Water Level Forecasting Combining Machine Learning and Ensemble Kalman Filtering in the Danshui River System, Taiwan

Abstract

Listen

Translate article

Taiwan faces intense rainfall during typhoon seasons, leading to rapid increases in water level in rivers. Accurate flood forecasting in rivers is essential for protecting lives and property. The objective of this study is to develop a river flood forecasting model combining multiple additive regression trees (MART) and ensemble Kalman filtering (EnKF). MART, a machine learning technique, predicts water levels for internal boundary conditions, correcting a one-dimensional (1D) unsteady flow model. EnKF further refines these predictions, enabling precise real-time forecasts of water levels in the Danshui River system for up to three hours lead time. The model was calibrated and validated using observed data from four historical typhoons to evaluate its accuracy.

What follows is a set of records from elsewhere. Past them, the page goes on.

PR #21557, opened 2023-10-12
Bisection: Document use of '--one-liner' switch

jkeenan:
... in the context of searching for first commit when a warning was emitted.

Allow for coding example to exceed 78-char line length.

### DIFF
--- a/t/porting/known_pod_issues.dat
+++ b/t/porting/known_pod_issues.dat
@@ -1,4 +1,4 @@
-# This file is the data file for t/porting/podcheck.t.
+# This file is the data file for porting/podcheck.t.
 # There are three types of lines.
 # Comment lines are white-space only or begin with a '#', like this one.  Any
 #   changes you make to the comment lines will be lost when the file is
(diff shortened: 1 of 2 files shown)


khwilliamson (approved):

t/porting/known_pod_issues.dat
```diff
@@ -1,4 +1,4 @@
-# This file is the data file for t/porting/podcheck.t.
+# This file is the data file for porting/podcheck.t.
```
hvds, line 1: Is this an intentional change? It doesn't appear related to the rest of the PR.

khwilliamson:
On 10/12/23 17:17, Hugo van der Sanden wrote:
> 
> 
> In t/porting/known_pod_issues.dat 
> <https://github.com/Perl/perl5/pull/21557#discussion_r1357539308>:
> 
>> -# This file is the data file for t/porting/podcheck.t.
> +# This file is the data file for porting/podcheck.t.
> 
> Is this an intentional change? It doesn't appear related to the rest of 
> the PR.

This is caused by regenerating the podcheck exceptions data file. 
Presumably this was necessary to do because of something else in the 
patch.  Depending on which directory you are in at the time of the 
regeneration, it has the initial 't/'.  I suppose it ought to be changed 
to not include that, but it's never been questioned before.

jkeenan:
> On 10/12/23 17:17, Hugo van der Sanden wrote: ***@***.**** commented on this pull request. ------------------------------------------------------------------------ In t/porting/known_pod_issues.dat <[#21557 (comment)](https://github.com/Perl/perl5/pull/21557#discussion_r1357539308)>: > -# This file is the data file for t/porting/podcheck.t. +# This file is the data file for porting/podcheck.t. Is this an intentional change? It doesn't appear related to the rest of the PR.
> This is caused by regenerating the podcheck exceptions data file. Presumably this was necessary to do because of something else in the patch. Depending on which directory you are in at the time of the regeneration, it has the initial 't/'. I suppose it ought to be changed to not include that, but it's never been questioned before.

@khwilliamson is correct.  It is simply the result of running `cd t; ./perl -I../lib porting/podcheck.t --regen; cd -`.  I noticed that before creating the p.r., but since it was not my doing, I let it stand.

PR #21566, opened 2023-10-17
don't clear IOK on @{"_<$file"} entries when a dbstate is freed

### LINKED ISSUE #21564: `${"_<a.pl"}[$i]` no longer numerical for pragmas
See [https://www.perlmonks.org/?node_id=11154956](https://www.perlmonks.org/?node_id=11154956)

perldebguts says:

> Each array `@{"_<$filename"}` holds the lines of $filename for a file
> compiled by Perl. [...] Values in this array are magical in numeric
> context: they compare equal to zero only if the line is not breakable.

The last bit is not always true since 5.36.

Take the program

```perl
#!/usr/bin/perl

use strict;
use warnings;

use v5.10;

say 'Hello, world!';
```

In 5.36 and 5.38, we see:

```
  DB<1> use Devel::Peek;

  DB<2> Dump( ${"_<a.pl"}[8] );
SV = PVMG(0x55d8627958e0) at 0x55d86251ff80
  REFCNT = 1
  FLAGS = (IOK,POK,IsCOW,pIOK,pPOK)
  IV = 94387850872920
  NV = 0
  PV = 0x55d8628074b0 "say 'Hello, world!';\n"\0
  CUR = 21
  LEN = 32
  COW_REFCNT = 1

  DB<3> Dump( ${"_<a.pl"}[6] );
SV = PVMG(0x55d862786d50) at 0x55d86251fec0
  REFCNT = 1
  FLAGS = (POK,pIOK,pNOK,pPOK)
  IV = 0
  NV = 0
  PV = 0x55d8627d7d50 "use v5.10;\n"\0
  CUR = 11
  LEN = 16
```
Note that lack of `IOK` for line 6? It should look like line 5.

```
  DB<4> use Devel::Peek;Dump( ${"_<a.pl"}[5] );
SV = PVMG(0x55856a4198d0) at 0x55856a4e9630
  REFCNT = 1
  FLAGS = (IOK,POK,pIOK,pPOK)
  IV = 0
  NV = 0
  PV = 0x55856a486840 "\n"\0
  CUR = 1
  LEN = 16
```

This also means that only the lines with pragmas are broken.

This is a deviation from 5.34. In 5.34, we see

```
      DB<3> Dump( ${"_<a.pl"}[6] );
    SV = PVMG(0x55874ddaf680) at 0x55874db508a8
      REFCNT = 1
      FLAGS = (IOK,POK,pIOK,pPOK)
      IV = 94039612799016
      NV = 0
      PV = 0x55874db739a0 "use v5.10;\n"\0
      CUR = 11
      LEN = 16
```

(Same goes at least as far back as 5.10.)

So they were breakable in 5.34, but not in 5.36. Sounds like a valid bug fix. But it sounds like the person that fixed this forgot to set `IOK` when making that change.

tonycoz:
These are meant to be IOK even when non-breakable, and I broke that when fixing #19198.

Fixes #21564

### DIFF
--- a/lib/perl5db.t
+++ b/lib/perl5db.t
@@ -3467,6 +3467,30 @@ EOS
     );
 }
 
+{
+    # https://github.com/Perl/perl5/issues/21564
+    # not a debugger bug, but with the way the fix for #19198 was broken
+    # this needs to be tested with a debugger of some sort (even a no-op
+    # debugger) so test it here.
+    my $wrapper = DebugWrap->new(
+        {
+            cmds =>
+            [
+                'c', # just run it, we check the output of the code
+                'q'
+            ],
+            prog => \<<'EOS',
+use v5.12;
+no strict;
+use B qw(svref_2object SVf_IOK);
+my $sv = svref_2object(\(${"_<$0"}[3])); # the "use B;" line
+say +($sv->FLAGS & SVf_IOK) ? "OK" : "FAIL";
+EOS
+        }
+    );
+    $wrapper->output_like(qr/\bOK\b/, "check the line is IOK");
+}
+
 done_testing();
 
 END {
--- a/op.c
+++ b/op.c
@@ -1361,7 +1361,6 @@ S_cop_free(pTHX_ COP* cop)
         if (av) {
             SV * const * const svp = av_fetch(av, CopLINE(cop), FALSE);
             if (svp && *svp != &PL_sv_undef && SvIVX(*svp) == PTR2IV(cop) ) {
-                (void)SvIOK_off(*svp);
                 SvIV_set(*svp, 0);
             }
         }


tonycoz:
Rebased

lib/perl5db.t
```diff
@@ -3467,6 +3467,30 @@ EOS
...
+say +($sv->FLAGS & SVf_IOK) ? "OK" : "FAIL";
+EOS
+        }
+    );
+    $wrapper->output_like(qr/\bOK\b/, "check the line is IOK");
+}
+
 done_testing();
 
 END {
```
jkeenan, line 3496: From a TDD point-of-view, this looks good, *i.e.,* applying just the test file, I get a FAIL.  Then patching op.c, I get a PASS.

jkeenan (approved):

PR #21567, opened 2023-10-19
Fix compiling without LC_ALL defined

khwilliamson:
It is legal to have a platform without the aggregate LC_ALL locale category defined, though I don't know of any such.  Recent changes broke compilation for that case.  This commit restores it.

(To check this, one has to munge perl.h slightly to force it to be #undef, and I hadn't tried that recently)

### DIFF
--- a/embed.fnc
+++ b/embed.fnc
@@ -4416,10 +4416,19 @@ Ri	|const char *|mortalized_pv_copy				\
 				|NULLOK const char * const pv
 S	|const char *|native_querylocale_i				\
 				|const locale_category_index cat_index
+S	|void	|new_LC_ALL	|NN const char *lc_all			\
+				|bool force
 S	|void	|output_check_environment_warning			\
 				|NULLOK const char * const language	\
 				|NULLOK const char * const lc_all	\
 				|NULLOK const char * const lang
+S	|parse_LC_ALL_string_return|parse_LC_ALL_string 		\
+				|NN const char *string			\
+				|NN const char **output 		\
+				|const parse_LC_ALL_STRING_action	\
+				|bool always_use_full_array		\
+				|const bool panic_on_error		\
+				|const line_t caller_line
 So	|void	|restore_toggled_locale_i				\
 				|const locale_category_index cat_index	\
 				|NULLOK const char *original_locale	\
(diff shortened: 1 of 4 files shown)


tonycoz:
Is it legal?

From C99, 7.11:
```
The macros defined are NULL (described in 7.17); and

   LC_ALL
...
```
with the same text in the [C23 working draft](https://open-std.org/JTC1/SC22/WG14/www/docs/n3096.pdf) (the 7.17 is 7.21 now). 

From [POSIX](https://pubs.opengroup.org/onlinepubs/9699919799/basedefs/locale.h.html):
```
The <locale.h> header shall define NULL (as described in <stddef.h> and at least the following as macros:

    LC_ALL
...
```

tonycoz:
C89 also requires LC_ALL

khwilliamson:
I was unaware of this.  But bisecting shows that since at least 5.002, there have been `#ifdef LC_ALL` directives in the perl core.  I imagine that I thought those were there for a good reason, and have simply followed existing practice.

Were they there because the authors also thought `LC_ALL` was optional, or because there were non-compliant compilers, or because there were buggy compilers that needed it to be undefined as a workaround?  I don't know.

So what to do now?  I think we should get things to work before considering deleting this code.  Since it has been a feature for a very long time, would there need to be a deprecation cycle?  Note also that since the POSIX 2008 interface doesn't allow for querying `LC_ALL` (even in the proposed update to the Standard), that there are places in the code that effectively have to deal with `LC_ALL` not being available.  And the recent AIX workaround effectively ignores `LC_ALL` because it is broken.

tonycoz:
In 5.002 we (or they, I wasn't involved then) still used K&R function definitions, presumably for pre-C89 compatibility which we no longer support.  I'd expect any build that doesn't support LC_ALL to be broken in several other ways.

I didn't recall the AIX, but I think I found it after some reading through `locale.c`.  Do you mean 28b5b3c676dc7 ?  If it is, I don't think it's relevant to whether LC_ALL is *defined*, it's still defined, we simply need to do some extra work to get a sane "opaque string" from setlocale().

My issue is `locale.c` is very complex in terms of pre-processor conditions, I understand why it's complex, but I think it's worth considering eliminating "never happens" conditions to simplify it if we can.

If nothing else if an implementation is so broken it doesn't define LC_ALL, the user can build with `-DNO_LOCALE` to get a mostly working perl.

I'll approve this, but I do think it's removing as an option.

As to deprecation: we required C89, we require C99, both require that LC_ALL be defined, I don't think we need a deprecation cycle.

tonycoz (approved):

khwilliamson:
The first mention of C89 is in 5.6, contrasting it to C99.  By then there were quite a few #ifdef LC_ALL lines in our code.  Every release has had them. 

I intended only to point out that LC_ALL has had issues even this year, on AIX.  The workaround did not involve undef'ing it.

That's a good point about using `-DNO_LOCALE`, which I hadn't thought of.

PR #21571, opened 2023-10-19
locale.c: Avoid an infinite loop

khwilliamson:
This was doing a 'continue' under some rare Configurations before doing an increment.  No test because it's really hard to get such a Configuration in the wild.

### DIFF
--- a/locale.c
+++ b/locale.c
@@ -5179,12 +5179,8 @@ S_my_localeconv(pTHX_ const int item)
 #  endif
 
         /* Examine each string */
-        while (1) {
-            const char * name = strings[i]->name;
-
-            if (! name) {   /* Reached the end */
-                break;
-            }
+        for (const lconv_offset_t *strp = strings[i]; strp->name; strp++) {
+            const char * name = strp->name;
 
             /* 'value' will contain the string that may need to be marked as
              * UTF-8 */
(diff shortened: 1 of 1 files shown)


jkeenan:
> This was doing a 'continue' under some rare Configurations before doing an increment. 

Can you cite any examples you've come across?

khwilliamson:
Actually, if one Configures blead with -Accflags=-DNOL_LOCALE_NUMERIC and runs the test suite, version/t/07locale.t with valgrind or asan, one gets invalid reads.

tonycoz (approved):
I see what you're fixing here, I do wonder if it would be more understandable as a for loop:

For the present time at three water level stations in the Danshui River system, the root mean square error (RMSE) ranged from 0.088 to 0.343 m, while the coefficient of determination (R2) ranged from 0.954 to 0.999. The validated model (module 1) was divided into two additional modules: module 2, which combined the ensemble unsteady flow model with inner boundary correction and MART, and module 3, which featured an ensemble 1D unsteady flow model without inner boundary correction. These modules were employed to forecast water levels at three stations from the present time to 3 h lead time during Typhoon Muifa in 2022. The study revealed that the Tu-Ti-Kung-Pi station was less affected by inner boundaries due to significant tidal influences. Consequently, excluding the upstream and downstream boundaries, Tu-Ti-Kung-Pi station showed a superior RMSE trend from present time to 3 h lead time across all three modules. Conversely, the Taipei Bridge and Bailing Bridge stations began using inner boundary forecast values for correction from 1 h to 3 h lead times. This increased the uncertainty of the inner boundary, resulting in higher RMSE values for these locations in modules 1 and 2 compared to module 3.